This is a follow up question to Given a sequence of N numbers ,extract number of sequences of length K having range less than R?
I basically need a vector v as an answer of size N such that V[i] denotes number of sequences of length i which have range <=R.
Traditionally, in recursive solutions, you would compute the solution for K = 0, K = 1, and then find some kind of recurrence relation between subsequent elements to avoid recomputing the solution from scratch each time.
However here I believe that maybe attacking the problem from the other side would be interesting, because of the property of the spread:
Given a sequence of spread R (or less), any subsequence has a spread inferior to R as well
Therefore, I would first establish a list of the longest subsequences of spread R beginning at each index. Let's call this list M, and have M[i] = j where j is the higher index in S (the original sequence) for which S[j] - S[i] <= R. This is going to be O(N).
Now, for any i, the number of sequences of length K starting at i is either 0 or 1, and this depends whether K is greater than M[i] - i or not. A simple linear pass over M (from 0 to N-K) gives us the answer. This is once again O(N).
So, if we call V the resulting vector, with V[k] denoting the number of subsequences of length K in S with spread inferior to R, then we can do it in a single iteration over M:
for i in [0, len(M)]:
for k in [0, M[i] - i]:
++V[k]
The algorithm is simple, however the number of updates can be rather daunting. In the worst case, supposing than M[i] - i equals N - i, it is O(N*N) complexity. You would need a better data structure (probably an adaptation of a Fenwick Tree) to use this algorithm an lower the cost of computing those numbers.
If you are looking for contiguous sequences, try doing it recursively : The K-length subsequences set having a range inferior than R are included in the (K-1)-length subsequences set.
At K=0, you have N solutions. Each time you increase K, you append (resp. prepend) the next (resp.previous) element, check if it the range is inferior to R, and either store it in a set (look for duplicates !) or discard it depending on the result.
If think the complexity of this algorithm is O(n*n) in the worst-case scenario, though it may be better on average.

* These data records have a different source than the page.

PR #37, opened 2019-08-14
Changed components to take in icon as IconProps instead of string.

ben-schumacher:


src/wizards/Wizard.tsx
```diff
@@ -387,7 +387,7 @@ export class Wizard extends React.PureComponent<WizardProps> {
                                         onClick={this.navigationClick.bind(this, step.stepId)}
                                         icon={
                                             step.customStepNav !== undefined && step.customStepNav.stepNavIcon
-                                                ? step.customStepNav.stepNavIcon
+                                                ? {shape: step.customStepNav.stepNavIcon}
```
alexander-rassanov: I would avoid nested ?: condition, since it is unreadable. let's create a function for that that will return a result or we can use "if"(above the return statement) and set to a variable that will be use here

PR #49, opened 2026-05-28
Refactor paykit-lib modules

ben-kaufman:
## Summary

- Split the large `paykit-lib/src/lib.rs` implementation into focused domain modules while keeping the crate root as the public facade/re-export surface.
- Move inline tests into focused module test files for encrypted links, private payment envelopes, public payment endpoints, and receipt access.
- Bump the workspace/binding version to `0.1.0-rc12` and regenerate all platform bindings/artifacts through the build scripts.

## Notes

- The Rust refactor is intended to preserve behavior and public API shape while making the library easier to navigate.

## Verification

- `cargo fmt`
- `cargo doc --no-deps`
- `cargo test -- --test-threads=1`
- `git diff --check`


paykit-lib/src/receipt.rs
```diff
@@ -0,0 +1,159 @@
+mod access;
```
dzdidi, line 1: Shouldn't this be `receipt/mod.rs` ?

paykit-lib/src/tests/mod.rs
```diff
@@ -0,0 +1,256 @@
...
+            _testnet: testnet,
+            sender_link,
+            sender_session,
+            receiver_link,
+            receiver_session,
+        }
+    }
+}
+
+// ── Private Payment Envelopes tests ──────────────────────────────────────────
```
dzdidi: why not in `/test/private_payment_envelopes.rs` ?

paykit-lib/src/tests/mod.rs
```diff
@@ -0,0 +1,256 @@
+use std::collections::HashMap;
```
dzdidi, line 1: Maybe add readme to this folder describing when tests should be here and when should go to the same file where logic is.

My understanding is that e2e tests for to `src/test` and unit tests for to files with logic. 

I am not a big fan of having `src/tests` nesting. Maybe better to move them all the way up to repo root into `/paykit-e2e`  or to `/paykit-lib/test` on the same level as `/paykit-lib/src`

paykit-lib/src/tests/private_payment_envelope.rs
```diff
@@ -0,0 +1,517 @@
+use super::*;
+
```
dzdidi, line 2: Not sure if this is intentional (if so intention is notlear) but some file have pluralized form in naming comparing and some not. For example:
- `test/private_payment_envelopes.rs` - `src/private_payment_envelope.rs`
- test/public_payment_endpoints.rs` - `src/public_payment_endpoint,rs`
- `test/encrypted_link.rs` - `src/encrypted_link.rs`

paykit-lib/src/encrypted_link.rs
```diff
@@ -0,0 +1,17 @@
+mod handshake;
```
dzdidi, line 1: Also looks like `encrypted_link/mod.rs`

dzdidi (changes requested):
also I think there are some references in `AGENTS.md` and probably some other docs which were not updated

paykit-lib/src/receipt.rs
ben-kaufman: I think receipt.rs is fine here. In Rust 2018+ this is the normal style for a module root with submodules under receipt/; receipt/mod.rs is the alternate older-compatible style. The Rust Reference explicitly says the newer convention is encouraged because it avoids many mod.rs files: https://doc.rust-lang.org/stable/reference/items/modules.html#module-source-filenames. So I’d keep this unless we want mod.rs as a repo-wide preference.

paykit-lib/src/encrypted_link.rs
ben-kaufman: Same as https://github.com/pubky/paykit-rs/pull/49#discussion_r3324403875

paykit-lib/src/tests/mod.rs
ben-kaufman: Moved the private-envelope-only fixture into private_payment_envelopes.rs; the remaining helpers in mod.rs are shared by multiple test modules.

paykit-lib/src/tests/mod.rs
ben-kaufman: Added paykit-lib/src/tests/README.md explaining that these are integration-style crate tests that need shared embedded testnet setup or crate-private/test-only helpers, while small pure unit tests should stay next to the logic.

paykit-lib/src/tests/private_payment_envelope.rs
ben-kaufman: The plural names are intentional-ish: source files are named after the implementation module/domain concept, while test files group multiple cases. I agree it is not perfectly uniform, but I don’t think it is worth renaming in this refactor unless we want a strict repo convention.

ben-kaufman:
Updated AGENTS.md and the endpoint identifier spec links. AGENTS.md now describes src/lib.rs as the re-export facade and points private envelope helpers to private_payment_envelope.rs, and the spec now links PaymentEndpointIdentifier to payment_endpoint.rs.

Start with a simpler problem: count the maximal length of sequences, starting at each index and having the range, equal to R.

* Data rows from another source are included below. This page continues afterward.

PR #50, opened 2026-05-29
[codex] Reframe subscriptions as payment requests

ben-kaufman:
## Summary

- Reframes the subscriptions draft as a broader Payment Requests spec.
- Defines one-time Payment Requests and recurring Payment Requests, with subscriptions treated as accepted recurring requests.
- Makes Payment Requests payee-initiated in v0.2 and removes `proposer_role`; payer-initiated recurring payments are treated as wallet/runtime scheduling outside this protocol scope.
- Replaces `subscription_id` terminology with `payment_request_id` and removes v0.2 `paykit.payment_attempt` messages.
- Clarifies expiry, RFC3339 UTC timestamps, month-end recurrence behavior, acceptance by `accepted_event_id`, and Payment Proof semantics.
- Adds Payment Request vocabulary to `THESAURUS.md`, including Payment Request ID, Event ID, Recurrence, Billing Period, Proposal Expiry, Payment Proof, and Payment Endpoint Refresh Request.

## Validation

- `git diff --check docs/subscriptions...HEAD`
- stale-term scan for proposer role, old subscription/payment receipt/method-id/daemon/acceptance-hash wording


specs/payment-requests.md
```diff
@@ -0,0 +1,731 @@
...
+
+This version reframes the previous subscription draft around Payment Requests.
+
+1. A **Payment Request** is the base protocol object: one party requests a payment from the other.
+2. A subscription is an accepted **recurring Payment Request**, not a separate protocol family.
+3. `payment_request_id` identifies the long-lived request or recurring agreement.
+4. `PaymentReference` identifies one concrete payment attempt.
+5. Payment Requests are private-first: public Payment Requests may be explored later, but implementation scope is private-only for now.
+6. The old URL-secret pull design is replaced by `pubky-noise` Private Application Messages.
+7. Payment Request messages may be created by either payer or payee.
```
dzdidi: Why would `payer` create a payment request?

specs/payment-requests.md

To do this, let first pointer point to the first element of the array. Increase second pointer (also starting from the first element of the array) while sequence between pointers has the range, less or equal to R. Push every array element, passed by second pointer, to min-max-queue, made of a pair of mix-max-stacks, described in this answer. When difference between max and min values, reported by min-max-queue exceeds R, stop increasing second pointer, increment V[ptr2-ptr1], increment first pointer (removing element, pointed by it, from min-max-queue), and continue increasing second pointer (keeping range under control).
When second pointer leaves bounds of the array, increment V[N-ptr1] for all remaining ptr1 (corresponding ranges may be less or equal to R). To add all other ranges, that are less than R, compute cumulative sum of array V[], starting from its end.
Both time and space complexities are O(N).
Pseudo-code:
p1 = p2 = 0;
do {
do {
min_max_queue.push(a[p2]);
++p2;
} while (p2 < N && min_max_queue.range() <= R);
if (p2 < N) {
++v[p2 - p1 - 1];
min_max_queue.pop();
++p1;
}
} while (p2 < N);
for (i = 1; i <= N-p1; ++i) {
++v[i];
}
sum = 0;
for (j = N; j > 0; --j) {
value = v[j];
v[j] += sum;
sum += value;
}
I think Matthieu has the right answer when looking for all sequences with spread R.
As you are only looking for sequences of length K, you can do a little better. Instead of looking at the maximum sequence starting at i, just look at the sequence of length K starting at i, and see if it has range R or not. Do this for every i, and you have all sequences of length K with spread R.
You don't need to go through the whole list, as the latest start point for a sequence of length K is n-K+1. So complexity is something like (n-K+1)*K = n*K - K*K + K. For K=1 this is n, and for K=n it is n. For K=n/2 it is n*n/2 - n*n/4 + n/2 = n*n/2 + n/2, which I think is the maximum. So while this is still O(n*n), for most values of K you get a little better.